Joyful Noise Recording – 2014
par David C., le 5 mai 2014
9

A Long Goodbye pose un problème : comment un album aussi foutraque et rempli de réminiscences proustiennes (conscientes ou non) peut-il être un bon album ? Parce que A Long Goodbye est quand même un sacré putain d’album. Car à la première écoute, il pourrait plutôt s’intituler Je n’aime pas la folk, mais ça, j’aime bien, tant il semble être un patchwork ayant pour fil rouge les voix et les instruments des deux impétrants, Lewis (guitare) et Addison Rogers (percus), frères de leur état. Non seulement la variété s’exprime dans la composition (les timbres instrumentaux, les arrangements, les harmonies, les structures qui sortent du sempiternel couplet/refrain, les nuances) mais aussi dans la production (prises de sons, mixage, spatialisation), ce qui donne parfois l’impression d’écouter une compilation alors qu’il s’agit d’une première sortie physique.

Exit Damien Rice qui serine sa folk mielleuse tout droit sortie de la B.O. d’une série pour ado biactol, bye bye Andrew Bird et son folk-rock indie un peu simplet.
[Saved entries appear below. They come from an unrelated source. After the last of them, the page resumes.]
PR #1885, opened 2022-11-16
Delete App Accelerator "Specs" files

ericbottard:
Those files are not meant to be published to end users.

=> ALL


RichardJJG:
Thanks, @ericbottard

PR #1886, opened 2022-11-16
Document custom types

ericbottard:
Fix https://github.com/pivotal/acc-release/issues/433

=> None (1.4 feature)


application-accelerator/creating-accelerators/custom-types.hbs.md
```diff
@@ -0,0 +1,163 @@
...
+for the `dataType` property of any option:
+```yaml
+accelerator:
+  options:
+    - name: myTask
+      dataType: Task
+  types:
+    ...
+```
+whereby UIs would render something similar to the following:
```
kcoriordan, line 48: I'm not clear what this means?
What UI is being referred to here?

application-accelerator/creating-accelerators/custom-types.hbs.md
```diff
@@ -0,0 +1,163 @@
...
+![SimpleTask](simple-task.png)
```
kcoriordan, line 49: This graphic has a mixture of languages. There is a different language under Enter task details
It would be better to get an English only graphic if you could supply one

application-accelerator/creating-accelerators/custom-types.hbs.md
```diff
@@ -0,0 +1,163 @@
...
+
+and associate the entered
```
kcoriordan, line 51: Is this a run on sentence from somewhere - can this be reworded - it's not very clear.

kcoriordan:
@ericbottard 
I have made some editorial updates to custom-types topic- here is [preview](https://docs-staging.vmware.com/en/draft/VMware-Tanzu-Application-Platform/1.5/tap/application-accelerator-creating-accelerators-custom-types.html)
I have added some inline questions above

application-accelerator/creating-accelerators/custom-types.hbs.md
ericbottard: That's the thing. All /  any UI. Hence the use of plural and "something like".
This doc is not about how exactly this is rendered by UIs, but rather the  feature of  having tabular data.
This particular screenshot is taken from something similar to the backstage UI
Hope that makes sense.

application-accelerator/creating-accelerators/custom-types.hbs.md
ericbottard: Yes it  is (it was, I saw you updated it).
Sadly the sentence doesn't make sense anymore, sorry.

There was a train of thoughts in the previous sentence.
It BECAUSE you'd use such yaml construct THAT uis would render such widget AND THAT the entered values would be associated with the example value submission. You've changed the subject of  the sentence (and lost the first BECAUSE/THEN structure).

kcoriordan:
OK @ericbottard - I've change those 2 lines back now, can you check the meaning is intact through out now, thanks
https://docs-staging.vmware.com/en/draft/VMware-Tanzu-Application-Platform/1.5/tap/application-accelerator-creating-accelerators-custom-types.html

Issue #99, opened 2022-04-18
pixel-manipulation in bottom area


Bechma:
I was reading the [tutorial](https://developer.mozilla.org/en-US/docs/Web/API/Canvas_API/Tutorial/Pixel_manipulation_with_canvas) assigned to [pixel-manipulation/color-picker](https://github.com/mdn/dom-examples/tree/master/canvas/pixel-manipulation) and it's not working as expected in Edge(100.0.1185.44) and Chrome(100.0.4896.88)

![image](https://user-images.githubusercontent.com/19294519/163833624-fe3c1fc3-33f8-4036-aa92-b0072a75d0ed.png)

I found out that when you hover the mouse in the far top of the canvas, it shows y=33, but when you hover down to the bottom part, it shows y=259. This situation makes that the bottom part of the image can't be picked.

PR #100, opened 2022-04-18
fix wrong x and y in color-picker

Bechma:
Now the far left pixel will be 0 and not 11. Also, the far top pixel will be 0 instead of 33.

Related https://github.com/mdn/dom-examples/issues/99
(Tested in chrome)


wbamberg (approved):
👍 thank you @Bechma ! And sorry to take so long to review this one.

PR #101, opened 2022-05-13
moving simple-web-worker into dom examples

Rumyra:
moving simple-web-worker example into dom examples


.gitignore
```diff
@@ -0,0 +1 @@
+.DS_Store
```
schalkneethling, line 1:
```suggestion
.DS_Store

```

schalkneethling (approved):
🎉

PR #102, opened 2022-05-19
Fix broken picture-in-picture example credit links

ncnlinh:
### Why

https://developer.mozilla.org/en-US/docs/Web/API/Picture-in-Picture_API

Clicking on the links here will break the iframe. Adding `target="_blank"` allows them to open in a new  tab of the parent frame, which is more desirable.


wbamberg (approved):
👍 thank you @ncnlinh !

PR #106, opened 2022-05-27
streams/simple-writer: remove invalid parameter

sxyazi:
There is a `{ stream: true }` does not exists on the `TextEncoder.encode` parameter list.


lucalves (approved):

teoli2003 (approved):
You are right! Thanks!

PR #125, opened 2022-07-07
Fix incorrect information

MrBrain295:
https://developer.chrome.com/blog/auxclick/


teoli2003:
I've fixed it to make it timeless. We don't have a reliable process to update these readme files, so let's make them timeless (or time-agnostic).

PR #129, opened 2022-07-07
Partially modernize web storage example

MrBrain295:


teoli2003 (approved):
Please update js files first. These changes don't bring much. Ok, as part of a larger cleaning, but creating (and reviewing) a whole PR only for such a change is a bit overkill

PR #141, opened 2022-07-29
Fix a Nu HTML checker warning

MrBrain295:


teoli2003:
Can you elaborate on what this PR changes? This is not an HTML change and I don't see what it does to HTML validation warning.

MrBrain295:
The font size was set to be reliant on the viewport but this changes the way the font size is defined.

teoli2003:
Yes, I see this. I still don't understand why this has an impact on HTML validation.

MrBrain295:
Sorry, last time I ran it I remember seeing an error but they doesn’t seem to be the case.

Issue #155, opened 2022-08-17
Improper Distance Calculation in Zoom Event


InkboxSoftware:
https://github.com/mdn/dom-examples/blob/master/pointerevents/Pinch_zoom_gestures.html

Line 79 of this script should be:
`var curDiff = Math.sqrt(Math.pow(evCache[1].clientX - evCache[0].clientX, 2) + Math.pow(evCache[1].clientY - evCache[0].clientY, 2));`

Currently line 79 is only calculating the difference between the X coordinates of the touches, but it should actually be measuring the distance between the two points. In the case of the difference of the X coordinates not changing or even decreasing, but the overall distance between the two touches is increasing then the current line 79 would not register a zoom out, but a zoom in. The line written above prevents such confusion.

teoli2003:
Yep, Euclidian distance. Do you want to create a PR?

InkboxSoftware:
I've just submitted a pull request. I'm not quite so familiar with GitHub, so I hope I did it correctly.

caugner:
Resolved via https://github.com/mdn/dom-examples/issues/155.

benjamingwynn:
Just ran into this. Does this not relate to https://github.com/mdn/dom-examples/issues/9 ?

PR #156, opened 2022-08-18
Update Distance Calculation in Zoom Event

InkboxSoftware:
Updated check between distance of two touches in line 79 to calculate the Euclidean distance, instead of what was before only checking the distance between the X coordinate of the two touches.


teoli2003 (approved):
All fine! Thank you!

teoli2003:
Thanks a lot!

Looks good to me.

Congratulations upon your first merged commit here! Welcome aboard! :tada:

caugner:
Fixed https://github.com/mdn/dom-examples/issues/155.

PR #161, opened 2022-09-10
Use the closest method instead of parentNode.parentNode

dezman:
This way if someone (like me) edits the file, the code will still remove the correct clip recording (in most cases).


teoli2003 (approved):
Yes, `closest()` didn't exist when this example was written. I removed the intermediate variable (that should have been `const`-declared anyway.

There is much more cleaning that could be done on this file, but this is for another time.

teoli2003:
Thanks a lot!

Looks good to me.

Congratulations upon your first merged commit here! Welcome aboard! :tada:

dezman:
Awesome!

PR #172, opened 2022-09-20
simplify / correct markup of dialog example

scottaohara:
- adds `lang=en` to the `html` element
- removes unnecessary use of `section` element from `dialog`
- swap invalid use of `menu` element with `div`


htmldialogelement-basic/index.html
```diff
@@ -9,25 +9,25 @@
   <!-- Simple pop-up dialog box, containing a form -->
   <dialog id="favDialog">
     <form method="dialog">
-      <section>
-        <p><label for="favAnimal">Favorite animal:</label>
+      <p>
```
juanpprieto, line 12: Perhaps a `<fieldset>` tag is better suited here?

scottaohara: that wouldn't be useful in this example.

wbamberg (approved):
👍 thank you @scottaohara and sorry to be so slow to merge this. We are not great at monitoring this repo.

PR #180, opened 2022-10-14
fix(importPublicKey): extract pemContents

sixcolors:
Import a PEM encoded RSA private key function importPrivateKey(pem) did not properly extract the pemContents.

Corrected length -1 and added trim() to remove newline/whitespace if present.

related https://github.com/mdn/content/pull/21540


sixcolors:
Invalid. Sorry about that.

PR #188, opened 2022-11-28
Fix Nu HTML checker errors on  channel-messaging-basic

MrBrain295:
And run prettier.


teoli2003 (approved):
There is more0 work to be done here (avoiding var for example) but this is already better. Let's merge it.

Issue #610, opened 2019-11-05
huge images cause bad_array_new_length exception in exrdisplay


claudeha:
I have successfully constructed a huge image using the openexr libraries (over 2 gigapixels, about 13GB of image data, about 9GB compressed):
```
$ exrheader output.exr

file output.exr:

file format version: 2, flags 0x0
channels (type chlist):
    B, 16-bit floating-point, sampling 1 1
    G, 16-bit floating-point, sampling 1 1
    R, 16-bit floating-point, sampling 1 1
compression (type compression): zip, multi-scanline blocks
dataWindow (type box2i): (0 0) - (63999 35999)
displayWindow (type box2i): (0 0) - (63999 35999)
lineOrder (type lineOrder): increasing y
pixelAspectRatio (type float): 1
screenWindowCenter (type v2f): (0 0)
screenWindowWidth (type float): 1
type (type string): "scanlineimage"

$
```

But I can't display it:
```
$ exrdisplay output.exr
std::bad_array_new_length
$
```

I imagine the most likely cause might be a signed 32bit type overflowing to negative?

lgritz:
Probably. I just fixed a couple bugs like that (in the deep image handling code). It wouldn't surprise me if there were more lurking. We should probably make sure the unit tests exercise code paths with very large images that are constructed to purposely overflow 32 bit math.

cary-ilm:
Can you share how you generated the image, so we can reproduce it for testing? Is there anything particularly special about it other than the large size?

claudeha:
I tried some `sed -i s/int/ssize_t/` and after some fixups it compiled and no longer crashed, but it didn't display anything either.


Nothing special apart from large dimensions.  File has `R`, `G`, `B` channels with `half` data.

The large file was created with `exrtactile`, my program for assembling images from many tiles:
https://code.mathr.co.uk/exrtact/blob/079d1d78a00feee4569004ccd2b39a47b56c829f:/exrtactile.cpp

The tiles were created with `kalles-fraktaler-2`, a fractal rendering program which I maintain:
https://code.mathr.co.uk/kalles-fraktaler-2/blob/4fd9a283a891fb557461bd28597ba209ec6baa4b:/fraktal_sft/exr.cpp

I gave arguments to `exrtactile` to keep only the RGB channels, as otherwise the file was too big (50GB+) for my RAM.

lgritz:
[...]

PR #660, opened 2020-02-09
exrdisplay: limit maximum image size based on available screen res

peterhillman:
As discussed in #610 , `exrdisplay` doesn't handle large images well. It will always try to match the window resolution to the image size. It doesn't have the ability to resize the window, zoom out, or pan around an image, making it impractical to use with images that are larger than the screen size.  Very large images may create windows which are too large for window managers, and `exrdisplay` will allocate excessive amounts of memory to load them.

This change simply aborts loading early with images that are more than twice as wide or high as the screen.


cary-ilm (approved):
This seems reasonable to me. As you say, exrdisplay isn't intended as a full-featured image viewer, it primarily functions as example code. This plugs what could be construed as a vulnerability.

PR #661, opened 2020-02-11
fix unitialized pointer and double-delete bugs

peterhillman:


cary-ilm (approved):
LGTM

PR #672, opened 2020-02-26
Fix cmake install failing when install dir contains spaces, fix symlinks for shared libraries on DLL platforms

SimonBoorer:
This fixes the issue described in https://github.com/AcademySoftwareFoundation/openexr/issues/646 when building the INSTALL project in Visual Studios 2017 by adding quotes to the install directory.

After fixing this I noticed the symlinks for the shared libraries were in the wrong directory, this is because for DLL platforms the DLL part of a shared libary is treated as a RUNTIME target instead of a LIBRARY target.

This is described in the cmake documentation here:
https://cmake.org/cmake/help/v3.0/command/install.html

After these changes building the INSTALL project worked as expected and no further quotes were needed.


cary-ilm (approved):
LGTM

PR #675, opened 2020-02-27
TSC meeting notes for 2/27/2020

cary-ilm:


kdt3rd (approved):
I missed the second half, but seems good to me :+1:

PR #681, opened 2020-03-05
Add cmake option to install PyIlmBase pkg-config file

cary-ilm:


kdt3rd (approved):
These changes are fine, thanks for the contribution

One note: if you have a project that is exposing things to python and using ilmbase, do stay in touch, as we are actively looking at switching to pybind11, so these dependencies requiring you to expose the pkg-config file will change at that point, and hopefully disappear. Largely, the only reason these libraries to link against still exist is because of the custom exception classes and the manner in which they are exposed to python and used.

PR #685, opened 2020-03-10
Fix libc++abi.dylib: Pure virtual function called!

dgmzc:
On MacOS, we may end up with the following runtime error.
OpenEXR/dwaLookups.h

Même Joanna Newsom peut ranger sa harpe, car les frères Rogers font montre d’un savant éclectisme dans la présentation de leurs chansons. Car à la première écoute, on entend passer tant de gens et de styles qu’on se demande si ces deux-là en ont un à eux, de style. L’éternelle question de l’originalité en musique : quand Bach pompe Vivaldi dans ses concertos, personnes ne bronche ; quand Brel pompe Ravel, personne ne bronche itou ; quand toute la french touch pompe allègrement le groove de chez Salsoul, personne ne bronche trop non plus. Mais bordel, comment ne pas entendre passer Haydn dans l’écriture du quatuor, DM Stith ou Sufjan Stevens dans la précision des arrangements. Et surtout l’ombre de Paul McCartney plane constamment, non seulement dans la voix des deux frères (celle de Lewis est la plus troublante dans sa ressemblance), mais aussi dans la conduite des harmonies, des lignes mélodiques, des techniques de jeu de la guitare. L’album fourmille ainsi de réminiscences plus ou moins conscientes qui résonnent dans la mémoire comme une madeleine, sans parfois qu’on réussisse à retrouver d’où vient cette foutue saveur qui trainait en nous depuis si longtemps.

On passera rapidement sur la mythologie de la production qui s’apparente plus aux arguments des affiches de ciné : l’album a été enregistré à Montréal dans LE studio des Arcade Fire par LEUR producteur Mark Lawson. Pourquoi  l’argument semble-t-il plus commercial que musical ? Même si la technicité de la production d’A Long Goodbye lui donne plus de cohérence et de professionnalisme, il suffit d’écouter le premier album de Busman’s Holiday (Old Friends) pour se convaincre que l’inventivité de ce groupe ne date pas d’aujourd’hui. Par contre on ne passera pas sur la proximité et la simplicité qui se dégage de ce duo : outre le physique Laurel et Hardy (réminiscence que je disais…) qui nous rend ces deux gars par essence avenants, leur communication offre un second degré et une certaine distanciation sur leur production qui les rend d’autant plus sympathiques. Pensez : le 1er, jour de sortie de l’album, était offert un coussin péteur à l’effigie du LP pour tout achat du disque en magasin. Ajoutez à cela la confection par Joyful Noise d’objets vinyles classieux ainsi qu’une pochette toute en poésie, et vous obtiendrez l’une des grandes réussites de 2014, pour autant que je me prenne pour Cassandre.